##### Statistics for Big Data For Dummies

One technique you can use to identify the distribution a dataset follows is the QQ-plot (QQ stands for quantile-quantile). You can use the QQ-plot to compare a dataset to a large number of different probability distributions. Often, data is compared to the normal distribution because many statistical tests assume normally distributed data.

This figure shows a normal QQ-plot for ExxonMobil's daily returns in 2013.

QQ-plot of daily returns to ExxonMobil stock in 2013.

The QQ-plot shows the quantiles of the normal distribution on the horizontal axis and the quantiles of the dataset on the vertical axis.

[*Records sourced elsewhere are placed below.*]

Issue #908, opened 2020-10-14
CAR-3769: health_monitor publishes system alerts continuously 


msmcconnell:
### Types of Issue

- [x] Anomaly report (something appears to not work correctly)
- [ ] Enhancement request (describe the enhancement being requested)
- [ ] Other (please ensure the description clarifies why the issue doesn’t fall into either of the above categories)

### Descriptive summary

System alert publication from health_monitor is periodic (10Hz), but should be event driven.
The health_monitor publishes system alerts in a periodic fashion. This causes issues with the UI which is not expecting a continuous stream of error messages. 

Instead of publishing the same message at 10Hz the health_monitor should publish alerts only once on a latched publisher to guarantee all nodes receive the most recent alert. 

### Carma version where this issue was discovered

develop after 3.3.0
### Expected behavior
System alerts are latched and published once
### Actual behavior

Health monitor continues to publish the same system alert until a status change occurs. 
### Steps to reproduce the actual behavior

Monitor system_alert topic at any point during system operation. 

### Related work

This issue was created by splitting https://github.com/usdot-fhwa-stol/carma-platform/issues/865

TonysCousin:
I think it's a little more complicated than the description indicates.  If a sensor goes offline, then, indeed, we only want a single message published to indicate that.  But if it comes back to life and the system starts using it again, we want to track that state, so if it goes offline a second time, we should see a second message about that new event.

I'll acknowledge that, for now, the system probably is not sophisticated enough to handle a sensor failing then coming back online, even if health monitor reported it so.  Therefore, until such resiliency is built in, doing the latch as described should be okay.

msmcconnell:
Resolved by above PR.

PR #940, opened 2020-11-04
Fix/health monitor publishing

lewisid:
# PR Details
## Description

The new logic added to the health_monitor.cpp file would check two conditions before publishing system alerts:

1. Whether or not the drivers are active/have failed
2. Whether or not the system alert for the specified driver condition had been previously published

For the second condition, two boolean arrays were included in the health monitor header file with each element corresponding to a driver condition that prompts a system alert.

## Related Issue

https://github.com/usdot-fhwa-stol/carma-platform/issues/908#
## Motivation and Context

The health_monitor publishes system alerts in a periodic fashion. This causes issues with the UI which is not expecting a continuous stream of error messages.
## How Has This Been Tested?

Integration testing took place on the Ford Fusion at TFHRC. The changes were saved into a Docker image that was then used to build Carma. Throughout the testing procedures, the /system_alert topic was continuously monitored to determine if the changes yielded the expected outcome.
## Types of changes

## Checklist:


health_monitor/src/health_monitor.cpp
```diff
@@ -139,8 +139,121 @@ namespace health_monitor
...
+        }//End car
+
+
         return true;
     }
 
+
+    void HealthMonitor::setisPublishedFalse()
+    {
+        for(int i=0; i<9; i++)
```
msmcconnell, line 248: use size_t for index types in for loops. Using signed types generally results in a warning. 
The size of these arrays should be constants to avoid typos. Or make the arrays vectors and use .size().

msmcconnell: If you use a std::vector you could also initialize to false with the constructor which would be a lot cleaner than these loops

std::vector my_vec(NumElements, InitialValue)

health_monitor/src/health_monitor.cpp
```diff
@@ -139,8 +139,121 @@ namespace health_monitor
...
+        
+        /*Publish each system alert only once*/
+        auto crit_driver_status_truck = driver_manager_.are_critical_drivers_operational_truck(time_now);
+        auto crit_driver_status_car = driver_manager_.are_critical_drivers_operational_car(time_now);
+
+        if(truck_ == true)
+        {
+            if((crit_driver_status_truck == "s_1_l1_1_l2_1_g_1") && (is_published_truck[0] == false)) //"All essential drivers are ready"
+            {
+             	nh_.publishSystemAlert(driver_manager_.handleSpin(truck_,car_,time_now,start_up_timestamp_,start_duration,start_time_flag_.isZero()));
```
msmcconnell, line 151: Seems like you could call driver_manager_.handleSpin once before the conditionals and cache the return values. It would clean up the contents of these publish calls quite a bit.

msmcconnell (changes requested):
This needs unit tests

health_monitor/src/health_monitor.cpp
```diff
@@ -139,8 +150,138 @@ namespace health_monitor
...
+
+  		        is_published_truck[0] = true;
+            } 
+           else if((start_time_flag_.isZero()==true) || (time_now - start_up_timestamp_ <= start_duration) && (is_published_truck[1] == false)) //"System is starting up..."
+            {
+                nh_.publishSystemAlert(dm);
+
+  		        is_published_truck[1] = true;
+            } 
+            else if((crit_driver_status_truck == "s_1_l1_0_l2_1_g_1") || (crit_driver_status_truck=="s_1_l1_1_l2_0_g_1")&& (is_published_truck[2] =false)) //One LIDAR Failure
```
TonysCousin, line 174: In this if stmt and next, the third test is an assignment, not a comparison operator!  It will always return true.  Using a single = instead of a double == in if tests is a common C++ mistake (easy typo).  Therefore, it is advantageous to use the power of booleans - they don't need to be compared to anything!  if (a) { ... }   or   if (!a) { ... }.  This not only avoids the possibility of mistyping a ==, it also makes the code a lot more readable.

health_monitor/src/health_monitor.cpp
```diff
@@ -139,8 +150,138 @@ namespace health_monitor
...
+        for(int j = 0; j < 7; j++)
+        {
+            is_published_car[j] = false;
+        }
+    }*/
+
+
+    std::vector<bool> HealthMonitor::getPubStatusCar()
+    {
+        ROS_WARN_STREAM("THISISATEST");
```
TonysCousin, line 275: Be sure to remove this test code before finalizing this PR.

health_monitor/src/health_monitor.cpp
```diff
@@ -139,8 +153,223 @@ namespace health_monitor
...
+    }
+
+    void HealthMonitor::setCarTrue()
+    {
+        car_ = true;
+    }
+
+    void HealthMonitor::setTruckTrue()
+    {
+        truck_ = true;
```
msmcconnell, line 371: Probably worth setting car_ = false whenever truck_ = true and vice versa to prevent a possible mismatch

msmcconnell: Also would want to log in that event since it likely indicates an error if one was set true when the other was already true. 
Throwing an exception would also be acceptable.

health_monitor/test/test_health_monitor.cpp
```diff
@@ -0,0 +1,699 @@
...
+        HealthMonitor node;
+        bool publish_status_c, publish_status_t;
+        auto pub_stat_c = node.getPubStatusCar();
+        for(int i = 0; i< pub_stat_c.size(); i++)
+        {
+            if (pub_stat_c.at(i) == false)
+                publish_status_c = false;
+            else
+                publish_status_c = true;
+        }
```
msmcconnell, line 24: This loop is invalid since you do not assert that each element is False. Running it like this with the assert at the end will only assert that the final element in the list is false which invalidates the test.

health_monitor/test/test_health_monitor.cpp
```diff
@@ -0,0 +1,699 @@
...
+        auto pub_stat_c = node.getPubStatusCar();
+
+        for(int i = 0; i< pub_stat_c.size(); i++)
+        {
+            if (pub_stat_c.at(i) == false)
+                publish_status_c = false;
+            else
+                publish_status_c = true;
+        }
+        ASSERT_EQ(publish_status_c, false); //Assert that none of the car's system alerts have been published
```
msmcconnell, line 91: Same note about loop as above

health_monitor/test/test_health_monitor.cpp
```diff
@@ -0,0 +1,699 @@
...
```
msmcconnell, line 145: Same note about loop as above

msmcconnell: Just apply this fix to all the loops like this in the tests

health_monitor/include/health_monitor.h
```diff
@@ -29,18 +29,41 @@ namespace health_monitor
...
             void run();
 
+            // spin callback function
+            bool spin_cb();
+
+            //Publisher Handling
+            std::vector<bool> getPubStatusCar();
+            std::vector<bool> getPubStatusTruck();
+
+            void spinObject(long time_now);
```
msmcconnell, line 51: Since this method does not seem to replace the spin_cb I think a more descriptive name would be more appropriate. What exactly is the method meant to do?

health_monitor/src/health_monitor.cpp
```diff
@@ -22,38 +22,52 @@
 namespace health_monitor
 {
 
+
+    HealthMonitor::HealthMonitor()
+    {
+        std::vector<bool>pub_truck(8, false);
+        std::vector<bool>pub_car(6, false);
```
msmcconnell, line 29: These are local variables since you have declared them here.
The correct syntax would be
```
 pub_truck = std::vector<bool>(8, false)
```

msmcconnell (changes requested):

health_monitor/src/health_monitor.cpp
```diff
@@ -25,10 +25,10 @@ namespace health_monitor
 
     HealthMonitor::HealthMonitor()
     {
-        std::vector<bool>pub_truck(8, false);
-        std::vector<bool>pub_car(6, false);
-        is_published_truck = pub_truck;
-        is_published_car = pub_car;
+        //std::vector<bool>pub_truck(8, false);
+        //std::vector<bool>pub_car(6, false);
```
msmcconnell, line 29: Remove commented out code

msmcconnell (changes requested):

health_monitor/src/health_monitor.cpp
```diff
@@ -22,38 +22,52 @@
...
     void HealthMonitor::initialize()
     {
         // init node handles
         ROS_INFO_STREAM("Initalizing health_monitor node...");
-        nh_ = ros::CARMANodeHandle();
-        pnh_ = ros::CARMANodeHandle("~");
+        pnh_.reset(new ros::CARMANodeHandle("~"));
+        nh_.reset(new ros::CARMANodeHandle());
+        //nh_ = std::shared_ptr<ros::CARMANodeHandle>();
+        //pnh_ = std::shared_ptr<ros::CARMANodeHandle>("~");
```
msmcconnell, line 44: Remove commented out code

health_monitor/src/health_monitor.cpp
```diff
@@ -138,9 +152,209 @@ namespace health_monitor
...
+
+  		        is_published_truck[1] = true;
+            } 
+            else if((crit_driver_status_truck == "s_1_l1_0_l2_1_g_1") || (crit_driver_status_truck=="s_1_l1_1_l2_0_g_1")&& (is_published_truck[2] =false)) //One LIDAR Failure
+            {
+             	nh_->publishSystemAlert(dm);
+
+  		        is_published_truck[2] = true;
+            } 
+            else if((crit_driver_status_truck =="s_1_l1_0_l2_1_g_0") || (crit_driver_status_truck =="s_1_l1_1_l2_0_g_0")&& (is_published_truck[3] =false)) //One LIDAR and GPS Failure
```
msmcconnell, line 182: bad = instead of == in this call as well

msmcconnell (changes requested):

health_monitor/include/health_monitor.h
```diff
@@ -84,8 +108,12 @@ namespace health_monitor
             std::string tactical_plugin_service_suffix_;
             ros::Time start_time_flag_; //Bool for start up time
 
-
-            // spin callback function
-            bool spin_cb();
+            //Unit Testing Functions
+            int getStatusTruck(std::string status, long time_now);
+            int getStatusCar(std::string status, long time_now);
```
msmcconnell, line 113: time_now parameters of both of these methods are unused and should be removed

msmcconnell:
Closing in favor of
https://github.com/usdot-fhwa-stol/carma-platform/pull/954
which is targeted at the release branch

If the dataset exactly matches the normal distribution, the points on the graph exactly match the upward-sloping line.

In this case, the returns to ExxonMobil stock closely follow the normal distribution, except for small discrepancies in the left and right tails of the distribution. (The upper right-hand corner of the QQ-plot represents the right tail of the distribution followed by ExxonMobil returns and the bottom left-hand corner represents the left tail.) The QQ-plot shows that the distribution of ExxonMobil returns has slightly fatter left and right tails than the normal distribution.

A more formal statistical test would be required to prove whether or not the ExxonMobil data is normally distributed, but the QQ-plot shows that the data is likely to be normal.